→ EXERCISE REQUIREMENTS
Track down each line below containing the string "some" and copy it.

→ Stored data
_____
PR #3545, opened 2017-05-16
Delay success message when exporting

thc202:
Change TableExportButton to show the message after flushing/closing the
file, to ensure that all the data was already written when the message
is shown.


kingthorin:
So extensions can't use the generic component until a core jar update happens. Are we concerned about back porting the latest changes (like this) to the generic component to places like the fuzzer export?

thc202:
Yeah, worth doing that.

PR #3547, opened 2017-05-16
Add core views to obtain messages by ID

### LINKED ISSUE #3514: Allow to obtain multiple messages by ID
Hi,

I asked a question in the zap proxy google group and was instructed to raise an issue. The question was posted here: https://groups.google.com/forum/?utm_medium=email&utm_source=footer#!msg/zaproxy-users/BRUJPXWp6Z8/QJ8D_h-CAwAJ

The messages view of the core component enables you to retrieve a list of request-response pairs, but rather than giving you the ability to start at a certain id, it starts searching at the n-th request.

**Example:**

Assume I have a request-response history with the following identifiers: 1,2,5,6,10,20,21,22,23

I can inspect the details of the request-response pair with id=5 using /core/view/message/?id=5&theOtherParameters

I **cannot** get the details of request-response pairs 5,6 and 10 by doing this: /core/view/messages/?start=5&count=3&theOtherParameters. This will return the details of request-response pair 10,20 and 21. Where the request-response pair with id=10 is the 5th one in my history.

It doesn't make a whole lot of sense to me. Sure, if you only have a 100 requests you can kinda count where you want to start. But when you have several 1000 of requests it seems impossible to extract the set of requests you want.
_____
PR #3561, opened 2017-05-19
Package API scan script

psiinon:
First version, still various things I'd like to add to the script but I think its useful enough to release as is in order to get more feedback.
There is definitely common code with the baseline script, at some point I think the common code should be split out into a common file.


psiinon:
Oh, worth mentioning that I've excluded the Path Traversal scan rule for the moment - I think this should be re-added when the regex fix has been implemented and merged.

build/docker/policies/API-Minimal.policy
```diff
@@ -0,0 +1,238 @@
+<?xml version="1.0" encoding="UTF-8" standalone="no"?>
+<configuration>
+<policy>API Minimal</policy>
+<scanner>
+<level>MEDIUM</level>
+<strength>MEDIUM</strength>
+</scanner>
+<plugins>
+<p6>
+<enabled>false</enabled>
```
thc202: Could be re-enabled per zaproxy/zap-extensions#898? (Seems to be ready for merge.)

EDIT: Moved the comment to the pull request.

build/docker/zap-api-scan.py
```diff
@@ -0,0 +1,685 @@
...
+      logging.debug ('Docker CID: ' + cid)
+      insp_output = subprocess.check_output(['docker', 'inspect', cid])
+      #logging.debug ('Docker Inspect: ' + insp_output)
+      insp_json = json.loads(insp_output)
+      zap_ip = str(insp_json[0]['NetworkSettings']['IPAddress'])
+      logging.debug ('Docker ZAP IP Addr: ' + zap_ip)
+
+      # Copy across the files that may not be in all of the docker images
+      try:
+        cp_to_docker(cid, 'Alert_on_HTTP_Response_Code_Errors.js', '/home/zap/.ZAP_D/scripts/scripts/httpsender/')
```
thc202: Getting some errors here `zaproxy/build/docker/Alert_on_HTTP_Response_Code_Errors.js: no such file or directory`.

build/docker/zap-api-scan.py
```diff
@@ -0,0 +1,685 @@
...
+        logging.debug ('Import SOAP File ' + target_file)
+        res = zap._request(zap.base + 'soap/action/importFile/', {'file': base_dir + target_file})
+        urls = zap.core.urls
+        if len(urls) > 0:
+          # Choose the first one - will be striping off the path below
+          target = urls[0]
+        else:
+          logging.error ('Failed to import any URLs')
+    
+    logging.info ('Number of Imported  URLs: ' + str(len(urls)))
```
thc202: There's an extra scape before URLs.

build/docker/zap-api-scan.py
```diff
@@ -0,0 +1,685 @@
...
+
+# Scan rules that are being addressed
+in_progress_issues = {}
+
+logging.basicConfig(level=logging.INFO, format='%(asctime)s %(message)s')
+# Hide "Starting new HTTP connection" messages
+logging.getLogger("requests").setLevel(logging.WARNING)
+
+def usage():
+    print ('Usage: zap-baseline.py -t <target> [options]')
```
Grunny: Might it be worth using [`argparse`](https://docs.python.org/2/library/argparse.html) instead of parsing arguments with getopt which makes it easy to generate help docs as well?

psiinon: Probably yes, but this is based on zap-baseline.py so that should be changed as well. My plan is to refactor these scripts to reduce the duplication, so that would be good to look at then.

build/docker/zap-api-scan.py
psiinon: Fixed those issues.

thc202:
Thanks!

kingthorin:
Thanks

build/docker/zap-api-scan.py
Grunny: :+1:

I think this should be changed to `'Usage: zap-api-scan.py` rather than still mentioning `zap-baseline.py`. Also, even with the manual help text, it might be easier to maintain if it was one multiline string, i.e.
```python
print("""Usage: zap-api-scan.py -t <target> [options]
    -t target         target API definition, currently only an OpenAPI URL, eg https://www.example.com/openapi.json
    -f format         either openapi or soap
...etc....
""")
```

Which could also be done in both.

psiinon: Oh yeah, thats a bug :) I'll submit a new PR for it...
_____
→ EXERCISE RESULT
There is definitely common code with the baseline script, at some point I think the common code should be split out into a common file.
thc202: Getting some errors here `zaproxy/build/docker/Alert_on_HTTP_Response_Code_Errors.js: no such file or directory`.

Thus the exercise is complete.